I wanted freedom as much as the next guy, you have to understand. I commiserated with my people’s yearning to go back to the old days of bickering and border skirmishes, but weakness now could mean the end of the line for our species. We couldn’t self-indulge in the past—at least, not yet.
The world had settled down eventually. They’d adjusted to the new order of things. The first day during which no one was assassinated or left dying in the streets of a burning city, I’d wanted out of my position. In my own mind, I’d imagined I would give the reins of power back to the governments of Earth and let them sort it out. Surely, they could see the logical need for a single world government at this point. Maybe something like the old UN could take over.
But that just wasn’t going to work. I realized that now. They couldn’t agree on who should rule and how they would go about it. Old rivalries hadn’t vanished, they’d just been put aside temporarily. I could tell it would take several generations to change people in that regard. Every time I granted our new world parliament more sovereignty, they immediately became as self-centered, corrupt, bureaucratic and inept as the original UN had been in the past.
I couldn’t afford to wait for them to decide how much money I should have to build up the fleet, or who should get the contracts. Not with unknown alien powers ready to pounce upon us at any time from beyond our known systems. So I didn’t ask—I took what I needed and I ordered people to build what I wanted. Since I had the fleet behind me, they obeyed.

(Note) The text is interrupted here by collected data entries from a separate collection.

PR #2293, opened 2024-01-10
AGS 4: Script API: in FillSaveGameList() accept a range of slots

ivan-mogilko:
Historically FillSaveGameList has a hardcoded range of 0 to 99 slots, and for some reason also additionally limits total shown slots to 50 items, which normally means that it's limited to slots 0-50. This change lets user to tell which range of slots to fill, and removes item count limit, because it makes no sense anymore.

Same change is done to function RestoreGameDialog and SaveGameDialog. These are old, but may still be used sometimes, so I decided to still do this.

The new functions are declared as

Largely because it was the easiest route available, I’d left Crow’s Imperial governing infrastructure in place. I had to start with something. Not everything was the same, of course. I released all political prisoners no matter how irritating they were. I’d already destroyed the Ministry of Truth and now encouraged a free press. I allowed elections for all local and national leaders in every country. Until you got up to the world government itself, it was all very democratic. But at the top, I appointed my own people and kept the real power tightly in the grip of Star Force. These decisions were alternatively lauded and berated by the press, and there were plenty of negative consequences for everything I did.
“I thought we were pretty good at vicious tactics,” I told Admiral Miklos one cold October afternoon, after a swarm of envoys had been ushered from the buildings and shut outside. “But these businessmen are like warriors in suits.”
“They wield words and bribes like weapons,” he agreed. He picked up a shiny metal bust, which had been left behind by one of the dignitaries. He hefted it speculatively. “I do believe this thing is solid gold.”
Miklos was an Eastern European, and he still had an accent. He wore a beard that was a little fuller than regulations allowed for and had intense eyes. He stared at the golden likeness of me as if he were examining an alien animal.
“Yeah,” I said. “Looks like real gold. Who gave that thing to me?”
“It came from the Turkish delegation, I believe,” Miklos replied. “They probably calculated that anything less than solid gold would be considered an insult. Crow liked this kind of ego-building gift, and they seem to be determined to follow the protocol he began.”
I sighed and reached out my hand for the bauble. Miklos hesitated before handing it to me, still frowning.
“Has this gone through security, sir?” he asked.
I shrugged. “You tell me.”
Miklos found a file in the government archives on his tablet. He shot it to my tablet with a flick of his finger, and I examined it.
“Every test Marvin could put it through,” I said, examining the file. “No toxins, explosives or even nanite viruses showed up. He couldn’t detect anything.”
“Okay then,” Miklos said, putting the statue into my palm.
I examined the workmanship. It was really quite good. The damned thing looked exactly like me.